Hmmm, that is unfortunate if the horizontal operations are inefficient.  I had a look at them at https://www.agner.org/optimize/instruction_tables.pdf - you are right in that HADDPS has a surprisingly high latency (approximately how many cycles it takes to execute), although HADDPD isn't as bad, probably because it's only dealing with 2 Doubles instead of 4 Singles, and it seems mostly equivalent in speed to the multiplication instructions.

Using just SSE2:

mulpd %xmm0,%xmm0
shufpd %xmm0,%xmm1,1
addsd %xmm1,%xmm0
sqrtsd %xmm0,%xmm0

Ultimately it's not much better than what you have:

shufpd %xmm0,%xmm1,1 { Only needed if both fields are in %xmm0 }
mulsd %xmm0,%xmm0
mulsd %xmm1,%xmm1
addsd %xmm1,%xmm0
sqrtsd %xmm0,%xmm0

If you measure the dependencies between the instructions (shufpd and the first mulsd can run simultaneously, or equivalently, the two mulsd instructions), it still amounts to 4 cycles, assuming each instruction takes an equal amount of time to execute (which they don't, but it's a reasonable approximation).  The subroutines are also probably too small to get accurate timing metrics on them.  It might be something to experiment on though - I would hope at the very least that the horizontal operations have improved in later years.

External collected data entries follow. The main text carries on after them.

PR #341, opened 2021-09-29
refactor odinson index operations into interface and provide implementation that supports incremental indexing

reynoldsm88:


reynoldsm88:
I would suggest that, if approved, this PR be "squash merged" so that it is easy to roll back these changes in case any issues are discovered

kwalcock:
Something for us to work on...  Grep for finalize.
```scala
    var searcher: IndexSearcher = null
    try {
      searcher = acquireSearcher()
      searcher.getIndexReader.getTermVectors(docId)
    } catch {
      case e: Throwable => throw new RuntimeException("what is the best way to deal with this?")
    } finally releaseSearcher(searcher)
```

core/src/main/scala/ai/lum/odinson/state/State.scala
```diff
@@ -53,11 +55,25 @@ trait State {
...
+      case "memory" => MemoryState(config)
+      case "mock"   => MockState
+      case _        => throw new Exception(s"Unknown state provider: $provider")
+    }
+
+    state
+  }
+
+  def apply(config: Config, index: OdinsonIndex): State = {
     val provider = config.apply[String]("odinson.state.provider")
```
kwalcock, line 73: It seems like these two could be combined.

reynoldsm88: @kwalcock this may have been a miss on my part, i might have kept the old method there while i implemented the new one, let me take a look.

reynoldsm88:
@kwalcock could you explain your comment about finalize? i'm happy to look into it, but if you know what you are looking for i'd say go ahead and take a look!

kwalcock:
@reynolds88, I have a touch-up PR almost ready for you/us.  I'm not yet quite sure how to integrate the changes, but the code above presently looks like this:
```scala
    usingSearcher { searcher =>
      searcher.getIndexReader.getTermVectors(docId)
    }
```

kwalcock:
Also, LUM should decide "what is the best way to deal with this?"  The OdinsonController also has some questionable error handling, mostly unrelated to this PR, that should be checked and ironed out.

reynoldsm88:
> @reynolds88, I have a touch-up PR almost ready for you/us. I'm not yet quite sure how to integrate the changes, but the code above presently looks like this:
> 
> ```scala
>     usingSearcher { searcher =>
>       searcher.getIndexReader.getTermVectors(docId)
>     }
> ```

@kwalcock sounds good, once you are done push it to this PR and i can take a look...


and i agree that we need to do something about the error handling besides "find the best way to deal with this", I just wasn't sure what the team wanted to do there.

kwalcock:
I see where reynoldsm88:master branched from lum-ai:master and that would be the obvious place to make a dev branch, but there is also one "making sure the indexer is up to date with master" that makes me think that the two branches connect again somewhere else without a trail.  Can @reynolds88 provide a few details?

kwalcock:
I'm probably thinking about that wrong.  I should probably branch off the current master since that's where the PR is headed.

kwalcock:
I'm attempting to move this to #348 so that we can work on it better.  I'll close this one, but reopen if necessary.

reynoldsm88:
@marcovzla sure i'll take a look today

marcovzla:
Thanks! I expect to merge this today.

reynoldsm88:
@danebell whoops sorry, I didn't think that there were really any changes and didn't run the compile and test build before committing 🤦.

I'll push the changes tomorrow morning!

I know though that vectorising instructions is, by and large, a net gain.  For example, let's go to a simpler example of adding two complex numbers together:

  operator + (z1, z2 : complex) z : complex; vectorcall;
  {$ifdef TEST_INLINE}
  inline;
  {$endif TEST_INLINE}
    { addition : z := z1 + z2 }
    begin
       z.re := z1.re + z2.re;
       z.im := z1.im + z2.im;
    end;

No horizonal adds here, just a simple packed addition and storing the result into %xmm0 as opposed to two scalar additions and then combining the result in whatever way is demanded (if aligned, it's all in %xmm0, if unaligned, I think %xmm0 and %xmm1 are supposed to be used).  Mind you, in this case the function is inlined, so the parameter passing doesn't always apply.

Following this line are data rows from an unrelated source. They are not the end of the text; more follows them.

PR #349, opened 2021-10-10
Switch most "finally close" to "using"

kwalcock:


kwalcock:
I'd like to go through all the tests and remove the closes in a different PR.  Also, the "minimize diff" commit should be undone in a subsequent step.  We need to be more careful in the error handling there.  The exception handler should be finished as discussed in  #341.

kwalcock:
@reynoldsm88, you are more than welcome to add comments.  It won't let me make you a reviewer.  These extra PRs are helping us to stage your changes.

kwalcock:
Everyone else, perhaps we can discuss these changes at a Monday meeting.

Once again though, I was surprised at how inefficient HADDPS is once you pointed it out.  The double-precision versions aren't nearly as bad though, so maybe they can still be used.

Gareth aka. Kit

P.S. As far as 128-bit aligned vector types are concerned, vectorcall and the System V ABI can be considered equivalent. Vectorcall can use more MM registers for return values and more complex aggregates as parameters, but in our examples, we don't have to worry about that yet.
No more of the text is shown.